Vining plants reach for the sky using various adaptations:

Pole bean vines twine around a support.

Clematis wraps its leaf stalks around a trellis.

The terminal leaves on a sweet pea's compound leaves are modified into tendrils that can grasp a support.

Virginia creeper has little suction cup-like appendages that can stick to almost anything.





English ivy forms aerial roots that penetrate rough surfaces.



 

 

 

 

 

Some plants, such as sunflower, simply grow tall very quickly, outpacing the competition. Others, like strawberry, send out horizontal runners, forming a new plant that will not have to compete with the parent plant for light, water, and nutrients.
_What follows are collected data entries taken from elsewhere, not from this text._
PR #5601, opened 2024-04-25
Fix inconsistency in Limits defaults and clean up

atlv24:
**Description**
The docs claimed `max_compute_workgroup_storage_size` had a default value of 16352, but the actual default value in the code was 16384. I did a bit of digging to figure out which was the right value and found https://github.com/gpuweb/gpuweb/issues/2832 discussing it.

**Testing**
Existing tests

**Checklist**

- [x] Run `cargo fmt`.

### DIFF
--- a/wgpu-types/src/lib.rs
+++ b/wgpu-types/src/lib.rs
@@ -1143,9 +1143,7 @@ pub struct Limits {
     /// pipeline output data, across all color attachments.
     pub max_color_attachment_bytes_per_sample: u32,
     /// Maximum number of bytes used for workgroup memory in a compute entry point. Defaults to
-    /// 16352 because of [Apple2]. Higher is "better".
-    ///
-    /// [Apple2]: https://developer.apple.com/metal/Metal-Feature-Set-Tables.pdf#page=7
+    /// 16384 because of [Apple2]. Higher is "better".
     pub max_compute_workgroup_storage_size: u32,
     /// Maximum value of the product of the `workgroup_size` dimensions for a compute entry-point.
     /// Defaults to 256. Higher is "better".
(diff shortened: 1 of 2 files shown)


wgpu-types/src/lib.rs
```diff
@@ -1184,6 +1186,12 @@ pub struct Limits {
 
 impl Default for Limits {
     fn default() -> Self {
+        Self::defaults()
+    }
+}
+
+impl Limits {
+    const fn defaults() -> Self {
```
cwfitzgerald, line 1194: Could we make a note of why this is separate from default

wgpu-types/src/lib.rs
```diff
@@ -1198,18 +1206,18 @@ impl Default for Limits {
...
+            max_buffer_size: 256 << 20, // (256 MiB)
             max_vertex_attributes: 16,
             max_vertex_buffer_array_stride: 2048,
             min_uniform_buffer_offset_alignment: 256,
             min_storage_buffer_offset_alignment: 256,
             max_inter_stage_shader_components: 60,
             max_color_attachments: 8,
             max_color_attachment_bytes_per_sample: 32,
-            max_compute_workgroup_storage_size: 16384,
+            max_compute_workgroup_storage_size: 16352,
```
cwfitzgerald: This is unfortunately not the limit for WebGPU - https://gpuweb.github.io/gpuweb/#dom-supported-limits-maxcomputeworkgroupstoragesize

cwfitzgerald (changes requested):

wgpu-types/src/lib.rs
atlv24: yes, i saw that. if you look at older versions of the spec it does have that value however- it was changed. downlevel_defaults has 16352 and the docs claim also claim 16352. Higher is better, so lowering this is fine. If you want all of them changed to 16384 and ignore the apple requirement im fine with that too, but it has to be documented

cwfitzgerald: I think downlevel (i.e. old macs) having 16352 is fine, and non-downlevel (aka webgpu compliant) at 16384 is the right way to go. WebGPU has already decided that it doesn't mind losing those devices.

atlv24: Okay, I'll update the docs then!

cwfitzgerald (approved):

PR #5603, opened 2024-04-25
[core] Add checked `RwLock`.

jimblandy:
Add a ranked wrapper for `RwLock` to `wgpu_core::lock`, with `vanilla` and `ranked` implementations, the latter selected with the `wgpu_validate_locks` cfg. Use this wrapper everywhere in `wgpu-core` instead of `parking_lot::RwLock`.

-   [core] Use `lock::RwLock` in `RenderBundleScope`.
    
    This requires bumping the `LockRankSet` bitset from `u32` to `u64`.

-   [core] Use `lock::RwLock` in `Registry`.

-   [core] Use `lock::RwLock` in `Buffer` and `Texture`.

-   [core] Include `SnatchLock` in lock rankings.

-   [core] Add checked `RwLock`.

-   [core] Abstract out checking code in `lock::ranked`.
    
    Introduce two new private functions, `acquire` and `release`, to the
    `lock::ranked` module, to perform validation for acquiring and
    releasing locks. Change `Mutex::lock` and `MutexGuard::drop` to use
    those functions, rather than writing out their contents.

-   [core] Remove unnecessary `#[inline]` attributes in `lock` module.

-   [core] Remove semicolon from lock rank macro syntax.
    
    In `define_lock_ranks!` macro invocations, don't require a semicolon
    after each rank's "followed by" list.

### DIFF
--- a/wgpu-core/src/device/global.rs
+++ b/wgpu-core/src/device/global.rs
@@ -11,6 +11,7 @@ use crate::{
     id::{self, AdapterId, DeviceId, QueueId, SurfaceId},
     init_tracker::TextureInitTracker,
     instance::{self, Adapter, Surface},
+    lock::{rank, RwLock},
     pipeline, present,
     resource::{self, BufferAccessResult},
     resource::{BufferAccessError, BufferMapOperation, CreateBufferError, Resource},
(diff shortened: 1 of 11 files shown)


cwfitzgerald:
Exquisite stuff, with an amazing PR history etiquette.

cwfitzgerald (approved):

PR #111, opened 2017-02-14
Check arguments for initialize_resource

dalehamel:
# What

Here we refactor argument checks for resource initialization out into static methods.
The static methods also perform type casting to the desired type.

A potential bug was discovered, where permissions were being downcasted from long to int.
This has been repaired, and signatures have been adjusted to use long instead of int where required.
The type conversion is now happening in exactly one place.

# Why

It's easier to read the initialize_resource function with this checking out of the way.

This also asserts a contract that each argument should have a function that checks it for validity, and then casts it to the correct C type.

### DIFF
--- a/ext/semian/resource.c
+++ b/ext/semian/resource.c
@@ -3,6 +3,18 @@
 static VALUE
 cleanup_semian_resource_acquire(VALUE self);
 
+static int
+check_tickets_arg(VALUE tickets);
+
+static long
+check_permissions_arg(VALUE permissions);
+
+static const
+char *check_id_arg(VALUE id);
+
+static double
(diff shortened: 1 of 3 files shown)


ext/semian/resource.c
```diff
@@ -152,6 +155,62 @@ cleanup_semian_resource_acquire(VALUE self)
   return Qnil;
 }
 
+static long check_permissions_arg(VALUE permissions)
```
sirupsen: It's custom in Semian (and Rubby C-extensions, since Ruby follows this convention) to have the type on a line before the function name

dalehamel: thanks

dalehamel: missed this one

PR #116, opened 2017-02-15
Refactor semian ticket management into its own files

dalehamel:
# What

This separates out ticket management functionality into their own files

# How

The implementation is moved from semian.c to tickets.c

A new file, tickets.h is created with the prototypes for these functions.

A few headers are cleaned up as they have includes that are no longer needed.

*Note:* this is the last of the major refactors that move code around. There will be a few follow ups that reorganize the code within these files that will follow.


ext/semian/semian.c
```diff
@@ -1,83 +1,5 @@
 #include "semian.h"
 
-static VALUE
```
dalehamel: All the red here moves to tickets.c without modification

PR #117, opened 2017-02-16
Refactor get_max_tickets to be a more generic get_sem_val

dalehamel:
# What

replace get_max_tickets with a more generic get_sem_val, to be used to retrieve the value of an arbitrary semaphore in the set.

# How

The function has been refactored to accept a second parameter - the index to use.

I also moved the semian indices to be generated via a C pre-processor technique called "x macros".

**Before you run away screaming**, keep in mind that the x macro is a fairly elegant solution to keeping to data structures in sync in C, and is a standard pattern for **exactly** this type of application. 

The x macro is utilized to keep the enum symbols and strings in sync. This allows for us to easily print which semaphore is being operated on for debugging purposes, or any time we would like to "pretty print" a semaphore by ID.

### DIFF
--- a/ext/semian/sysv_semaphores.h
+++ b/ext/semian/sysv_semaphores.h
@@ -54,10 +54,6 @@ enum SEMINDEX_ENUM {
     FOREACH_SEMINDEX(GENERATE_ENUM)
 };
 
-// Generate string rep for sem indices for debugging puproses
-extern const char *SEMINDEX_STRING[];
-
-
 VALUE eSyscall, eTimeout, eInternal;
 
 // Helper for syscall verbose debugging
--- a/ext/semian/sysv_semaphores.h
+++ b/ext/semian/sysv_semaphores.h
@@ -32,6 +32,32 @@ typedef VALUE (*my_blocking_fn_t)(void*);
 // Time to wait for timed ops to complete
 #define INTERNAL_TIMEOUT 5 /* seconds */
 
+// Here we define an enum value and string representation of each semaphore
+// This allows us to key the sem value and string rep in sync easily
+// utilizing pre-processor macros.
+// If you're unfamiliar with this pattern, this is using "x macros"
+//   SI_SEM_TICKETS             semaphore for the tickets currently issued
+//   SI_SEM_CONFIGURED_TICKETS  semaphore to track the desired number of tickets available for issue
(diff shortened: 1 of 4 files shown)


dalehamel:
I'm going to leave this for @csfrancis to give his 2 cents on then, because we balked at it the first time we saw it.

ext/semian/sysv_semaphores.h
```diff
@@ -32,6 +32,32 @@ typedef VALUE (*my_blocking_fn_t)(void*);
...
+#define GENERATE_ENUM(ENUM) ENUM,
+#define GENERATE_STRING(STRING) #STRING,
+
+// Generate enum for sem indices
+enum SEMINDEX_ENUM {
+    FOREACH_SEMINDEX(GENERATE_ENUM)
+};
+
+// Generate string rep for sem indices for debugging puproses
+extern const char *SEMINDEX_STRING[];
```
csfrancis: Does this need to be `extern`?

dalehamel: @csfrancis as far as I know, because if it's defined in the header it would be redefined if multiple things include it, which is why I pulled the definition into the C file.

I'm open to suggestions, but afaict this is the way it has to go

dalehamel:
```
linking shared-object semian/semian.so
semian.o:(.data.rel.local+0x0): multiple definition of `SEMINDEX_STRING'
resource.o:(.data.rel.local+0x0): first defined here
sysv_semaphores.o:(.data.rel.local+0x0): multiple definition of `SEMINDEX_STRING'
resource.o:(.data.rel.local+0x0): first defined here
tickets.o:(.data.rel.local+0x0): multiple definition of `SEMINDEX_STRING'
resource.o:(.data.rel.local+0x0): first defined here
collect2: error: ld returned 1 exit status
Makefile:254: recipe for target 'semian.so' failed
```

It makes the linker sad :'(

csfrancis: Though you're only referencing it from `sysv_semaphores.c`. I guess my real question is whether it actually needs to be in the .h.

dalehamel: That is a good point.

I'll move it to the .c and make it static.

It is also possible that various leaf shapes are partly adaptations to maximize the plant's ability to capture light. Let's speculate on how different leaf shapes might do this:

  • Roses and locust trees have leaves composed of small leaflets, allowing sunlight to filter down to lower leaves.








  • Oak and maple have lobed or notched leaves, letting some light reach deep within the canopy.


  • Coleus carries its leaves in opposite pairs so that, when viewed from above, most of the leaf surfaces are visible, and therefore will receive sunlight.

  • Canada lily has leaves in whorls, allowing all of the leaves in the whorl to share the sunlight.